*** Opening Supplied material ***

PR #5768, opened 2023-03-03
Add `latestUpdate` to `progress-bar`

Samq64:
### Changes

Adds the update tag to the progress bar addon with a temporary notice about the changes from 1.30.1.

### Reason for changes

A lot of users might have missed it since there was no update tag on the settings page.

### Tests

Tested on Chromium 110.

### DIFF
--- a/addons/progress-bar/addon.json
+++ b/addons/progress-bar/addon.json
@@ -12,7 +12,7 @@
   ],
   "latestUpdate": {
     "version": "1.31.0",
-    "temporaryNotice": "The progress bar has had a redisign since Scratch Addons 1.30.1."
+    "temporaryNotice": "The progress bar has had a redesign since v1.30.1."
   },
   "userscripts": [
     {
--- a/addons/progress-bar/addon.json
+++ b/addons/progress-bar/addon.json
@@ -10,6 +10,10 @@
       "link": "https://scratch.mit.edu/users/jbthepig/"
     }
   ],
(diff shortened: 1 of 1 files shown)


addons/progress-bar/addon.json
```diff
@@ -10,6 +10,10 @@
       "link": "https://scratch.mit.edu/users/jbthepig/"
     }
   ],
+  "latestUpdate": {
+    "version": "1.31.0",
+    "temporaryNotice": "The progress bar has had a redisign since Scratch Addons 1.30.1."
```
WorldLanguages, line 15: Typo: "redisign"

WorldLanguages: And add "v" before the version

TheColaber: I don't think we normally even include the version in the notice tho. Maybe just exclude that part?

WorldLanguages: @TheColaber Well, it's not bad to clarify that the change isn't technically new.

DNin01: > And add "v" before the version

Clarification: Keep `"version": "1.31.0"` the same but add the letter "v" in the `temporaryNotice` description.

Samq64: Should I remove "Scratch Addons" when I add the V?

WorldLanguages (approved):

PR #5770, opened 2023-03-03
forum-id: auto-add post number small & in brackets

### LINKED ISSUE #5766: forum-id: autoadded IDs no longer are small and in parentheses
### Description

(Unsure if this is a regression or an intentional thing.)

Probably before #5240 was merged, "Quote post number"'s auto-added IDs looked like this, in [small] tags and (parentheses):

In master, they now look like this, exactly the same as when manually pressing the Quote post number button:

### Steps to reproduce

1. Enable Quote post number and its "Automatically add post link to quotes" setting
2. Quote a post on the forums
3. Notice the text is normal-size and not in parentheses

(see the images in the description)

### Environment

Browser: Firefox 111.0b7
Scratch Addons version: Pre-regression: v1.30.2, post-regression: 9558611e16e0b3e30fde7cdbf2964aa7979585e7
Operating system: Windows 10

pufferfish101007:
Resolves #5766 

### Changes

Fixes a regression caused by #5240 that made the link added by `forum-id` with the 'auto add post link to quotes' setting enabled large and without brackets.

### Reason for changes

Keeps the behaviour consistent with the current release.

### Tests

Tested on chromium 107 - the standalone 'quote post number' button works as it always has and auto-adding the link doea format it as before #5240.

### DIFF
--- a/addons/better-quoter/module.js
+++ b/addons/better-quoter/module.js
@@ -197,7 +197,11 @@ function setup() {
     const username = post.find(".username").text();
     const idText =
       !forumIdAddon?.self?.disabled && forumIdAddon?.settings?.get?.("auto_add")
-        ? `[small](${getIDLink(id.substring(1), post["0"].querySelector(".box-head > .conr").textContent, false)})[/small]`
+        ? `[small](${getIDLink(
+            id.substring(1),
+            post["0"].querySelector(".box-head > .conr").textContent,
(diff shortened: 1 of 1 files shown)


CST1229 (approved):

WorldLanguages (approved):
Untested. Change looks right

*** Closing Supplied material ***

Problem: Each line of the records that holds the word "quotes" should be copied out.

Finished exercise:
1. Enable Quote post number and its "Automatically add post link to quotes" setting
Fixes a regression caused by #5240 that made the link added by `forum-id` with the 'auto add post link to quotes' setting enabled large and without brackets.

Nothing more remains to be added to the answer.